[Start of section]

PR #863, opened 2018-11-03
Add client avatar when creating clients

richard457:


richard457:
Added ability to add client_avatar as image string url for nice branding of client created.

PR #866, opened 2018-11-08
[7.0] Fixed inconsistency of where('user_id', $userId)

ArlonAntonius:
- Changed the places that use `where('user_id', $userId)` to `whereUserId($userId)` to make the use consistent


taylorotwell:
It's faster to pass the column explicitly.

Issue #869, opened 2018-11-09
Client Grant requires users table


sasa-b:
Currently, the __Client Grant__ implementation requires the presence of the `users` table, otherwise if the table is not present and we try to authorize we get the following exception:

```json
{ 
    "message": "SQLSTATE[42S02]: Base table or view not found: 1146 Table 'my_db.users' doesn't exist (SQL: select * from `users` where `id` =  limit 1)",
    "exception": "Illuminate\\Database\\QueryException",
    ...
}
```

Since the Client Grant should be used for machine to machine communication the `users` table should not be mandatory.

The issue happens in the `Laravel\Passport\Guards\TokenGuard`:
```php
$user = $this->provider->retrieveById(
      $psr->getAttribute('oauth_user_id')
 );

if (! $user) {
     return;
}
```
The provider tries to fetch the user and everything blows up. We could easily circumvent this with an additional if statement, namely, if a `user_id/oauth_user_id` is null in the `oauth_tokens` table, don't  try to fetch the user. Something like this:

```php
$userId = $psr->getAttribute('oauth_user_id');

if ($userId) {
     $user = $this->provider->retrieveById($userId);

      if (! $user) {
          return;
      }
}
```

I'd be happy to make a pull request if that's OK with the maintainers?

driesvints:
I'm not really sure how this can happen. A client credentials grant shouldn't attempt to retrieve a user in the first place I believe? Or am I missing something?

sasa-b:
@driesvints Well it shouldn't, but here is the catch. Laravel requires the `auth.php` config `driver` and `provider` to be set. If you use `passport` as a driver or even any other, when you use the `\Laravel\Passport\Http\Middleware\CheckClientCredentials::class` for the Client Access Token the `Laravel\Passport\Guards\TokenGuard` is used and then happens what I described previously.

I'll make a PR, hope that is OK with you?

driesvints:
I'm a bit concerned with edge cases and what this will break in people's setups. I think we need to investigate this more first.

sasa-b:
I don't think it will break anything, because when we use the Client Grant there is no `user_id` associated with the token, and guard provider should not try to fetch the user. 

In Client Grant scenario we are only concerned if the token is valid, e.g. if it has not expired or if it has not been revoked etc.

When we use other scenarios, the `user_id` is set on the tokens and the provider should and will try to fetch the user.

Then again, I might have jumped the gun, I was just eager to make my first open source contribution :D 

[...]

PR #871, opened 2018-11-09
#869 Update to TokenGuard.php

sasa-b:
Client Grant no longer requires the users' table to be present.


taylorotwell:
No plans on merging.

PR #877, opened 2018-11-12
Compatible with DB::first() return array

szuwwy:
Compatible with DB::first() return array

reason:

App/Providers/EventServiceProvider.php boot method add code as follow to support global object to array

//PDO::FETCH_ASSOC
Event::listen(StatementPrepared::class, function ($event) {
            $event->statement->setFetchMode(\PDO::FETCH_ASSOC); 
});

thanks.


driesvints:
Please branch off master instead of 7.0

[End of section]

## Task to carry out
Search the preceding listing for "retrieveById", then copy every line that holds it.

## Your solution
$user = $this->provider->retrieveById(
     $user = $this->provider->retrieveById($userId);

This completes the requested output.